В мрачном раздумье Элеонора вспомнила еще один разговор между актрисой и майором. Мейзи предупреждала его об осторожности в отношениях с Ниньей Марией. А может, его встречи с любовницей Уокера — что-то большее, чем просто светское развлечение? Может быть, это специально назначенные встречи конспираторов? Кому как не аристократке Нинье Марии было легче других получить информацию из бумаг американской команды? Такое удобное положение, как у нее, стоило защищать любой ценой. Хуанита, Жан-Поль, она сама, даже Грант и его карьера — всем этим можно безболезненно пожертвовать. Причина была серьезнее, чем мелкая ревность.
Что вдруг показалось Элеоноре чудовищным, так это то, как использовали Хуаниту — бросили на произвол судьбы, несмотря на ее услуги.
У нее возникло непреодолимое желание убедиться, что ее догадки верны.
— Слим? — позвала Элеонора негромким голосом, но достаточным, чтобы привлечь внимание. — Расскажи о признании Хуаниты. Что она сказала? Какими именно словами?
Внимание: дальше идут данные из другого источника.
PR #3636, opened 2026-08-07
fix(DataMapper): Enable removing the copy-of from primitive target body

### LINKED ISSUE #3624: DataMapper: Cannot remove copy-of added on the primitive target body
https://github.com/user-attachments/assets/79096ec6-d044-41ef-9b70-2afc5cc662cd

pvillant:
Resolves: [#3624](https://github.com/KaotoIO/kaoto/issues/3624)

https://github.com/user-attachments/assets/14df4899-4970-41ef-899b-c93511de3bf4

## Summary by CodeRabbit

* **Bug Fixes**
  * Fixed deletion of copied selectors directly associated with a mapping tree.
  * Copied selectors applied to primitive target documents can now be removed correctly through the visualization.
  * Improved cleanup when deleting mapping items to ensure removed selectors no longer remain in the mapping tree.

* **Tests**
  * Added regression coverage for selector deletion in mapping trees and visualized mapping nodes.

### DIFF
--- a/packages/ui/src/services/mapping/mapping.service.ts
+++ b/packages/ui/src/services/mapping/mapping.service.ts
@@ -1102,9 +1102,10 @@ export class MappingService {
   }
 
   /**
-   * First removes value selector children, then for {@link InstructionItem}/{@link VariableItem}
-   * or items under {@link FieldItem} parents, removes the item and recursively cleans up
-   * empty FieldItem ancestors.
+   * First removes value selector children, then for {@link InstructionItem}/{@link VariableItem},
+   * items under {@link FieldItem} parents, {@link CopyOfSelector} directly under {@link MappingTree}
+   * (primitive target body), or user-created {@link FieldItem}s, removes the item and recursively
+   * cleans up empty FieldItem ancestors.
    * @param item - the mapping item to delete
    */
   static deleteMappingItem(item: MappingParentType) {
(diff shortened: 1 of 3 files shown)


pvillant:
@coderabbitai review

pvillant:
@coderabbitai review

packages/ui/src/services/mapping/mapping.service.ts
igarashitm, line 1110: I think this is worth noting in TSDoc as well, not clear why we need this, like...
```suggestion
/**
  * First removes value selector children, then for {@link InstructionItem}/{@link VariableItem},
  * items under {@link FieldItem} parents, {@link CopyOfSelector} directly under {@link MappingTree}
  * (primitive target body), or user-created {@link FieldItem}s, removes the item and recursively
  * cleans up empty FieldItem ancestors.
  * @param item - the mapping item to delete
  */
```

packages/ui/src/services/mapping/mapping.service.ts
```diff
@@ -1112,11 +1112,12 @@ export class MappingService {
     const isInstructionItem = item instanceof InstructionItem;
     const isVariableItem = item instanceof VariableItem;
     const isParentFieldItem = 'parent' in item && item.parent instanceof FieldItem;
+    const isRootLevelCopyOf = item instanceof CopyOfSelector && item.parent instanceof MappingTree;
```
igarashitm, line 1118: And also add an inline comment here...
```typescript
// Primitive target body has no root FieldItem — CopyOfSelector sits directly under MappingTree.
// Structured targets don't need this: their copy-of parent is a FieldItem, handled by isParentFieldItem.
 ```

igarashitm (dismissed):
LGTM 👍 
It'd be nice to add TSDoc and inline comment as described

igarashitm (approved):

PR #3655, opened 2026-08-12
fix(canvas): fix routeconfiguration inner entities + duplicate step migration

### LINKED ISSUE #3654: [Canvas] Entities inside routeConfiguration aren't showing the forms correctly
### Describe the Bug

When create a route configuration and start adding intercepts, on exception and on completion, the form is not being showed correctly. When adding those without being inside routeConfiguration, they are correct. Further investigation showed that in base-node-mapper they are being assigned internally with CatalogKind.Pattern instead of CatalogKind.Entity

Create a route configuration and start adding intercepts, on exception and on completion. The form is not being shown correctly.

### Screenshots or Videos

Image

### Platform

- OS: macOs
- Browser: Chrome
- Version: 151.0.7922.76

PVinaches:
### What changed:

duplicate-step.hook.tsx: Replaced the CamelRouteVisualEntityData cast (which assumed a specific entity type) with a generic access via parentVizNode.data.primaryNodeId?.name when resolving processor step properties during a duplicate operation. This removes the tight coupling to CamelRouteVisualEntityData and makes the hook work correctly across all node types.

base-node-mapper.ts: After building the primaryNodeId, the mapper now checks if the processor belongs to SPECIAL_PROCESSORS_PARENTS_MAP['routeConfiguration'] and, if so, overrides its catalogKind to CatalogKind.Entity. This ensures that route-configuration-scoped processors (e.g. intercept, onException) are correctly identified and resolved through the entity catalog rather than the pattern catalog.

### Why it matters:
Previously, nodes belonging to route configuration contexts could be assigned the wrong catalogKind, leading to incorrect resolution and rendering. The duplicate-step hook also relied on an unsafe cast that would break for non-route-configuration nodes.

fix: https://github.com/KaotoIO/kaoto/issues/3654

### DIFF
--- a/packages/ui/src/components/Visualization/Custom/hooks/duplicate-step.hook.tsx
+++ b/packages/ui/src/components/Visualization/Custom/hooks/duplicate-step.hook.tsx
@@ -1,3 +1,4 @@
+import { ProcessorDefinition } from '@kaoto/camel-catalog/types';
 import { isDefined } from '@kaoto/forms';
 import { useVisualizationController } from '@patternfly/react-topology';
 import { cloneDeep } from 'lodash';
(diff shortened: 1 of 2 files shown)


lordrip (commented):
I think this is good enough as a workaround but we need to rework this once we remove `componentLookup: ICamelElementLookupResult`, so we can depend on the actual catalog kind

lordrip (approved):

Слим, сидевший неподалеку от нар, упираясь затылком в каменную стену, медленно повернулся к ней.
— А что?
— Это не простое любопытство, — сказала она и объяснила, что ее мучает. Слим покачал головой.
— Ничего подобного. Она призналась, что ее брата убили в битве в Вирджин-Бэй. Сказала, что вступила в близкие отношения с вашим братом, потому что думала, что сможет заставить его приносить ей бумаги и отчеты со стола полковника. Именно поэтому она заставила его наладить отношения с вами. Но потом поняла, что у него слишком много принципов, которые не позволят ему сделать это, и больше не просила, а сделала все сама.
— И она никогда не упоминала Нинью Марию?
— Нет. Но она обелила ваше имя, объяснив, что сделала это, мстя фаланге за брата.
Нинья Мария не заслуживала такой преданности. Несмотря на отсутствие доказательств, Элеонора не находила другого объяснения фактам. Она отвела взгляд и наткнулась на бледное лицо брата. Его тихое поведение чем-то привлекло ее внимание. Присмотревшись в бледном свете, проникавшем через окно, она заметила слезы боли.
День близился к концу. Мужчины прекратили игры, шутки и анекдоты. Они сидели и тихо разговаривали, а когда их глаза вдруг встречались, старались быстро отвести взгляд, словно боялись, что кто-то может прочесть их потаенные мысли. Иногда Слим поднимался и подходил к двери, не обращая внимания на выкрики в его адрес. Он стоял, обводя камеру внимательным взглядом. Иногда он делал несколько шагов за дверь и стоял с поднятой головой, как олень, учуявший опасность. После этих выходов он возвращался и присоединялся к остальным, к их неизбежному бесконечному ожиданию.
Отец Себастьян с опущенными под черной сутаной плечами явился на закате. Его сандалии прошаркали через камеру. Арестанты радостно уступали дорогу, догадываясь об отсрочке, когда его взгляд скользил мимо. Этот шаркающий звук все нарастал, пока не стал нестерпимым. Пульс участился. Слим, стоявший как на часах, выпрямился и повернулся к двери. Жан-Поль поднял голову, а Малина и Гонзалес посмотрели друг на друга. Луис отпустил руку Элеоноры, которую до того крепко сжимал, и медленно встал. Когда старик появился в проеме двери, он поклонился.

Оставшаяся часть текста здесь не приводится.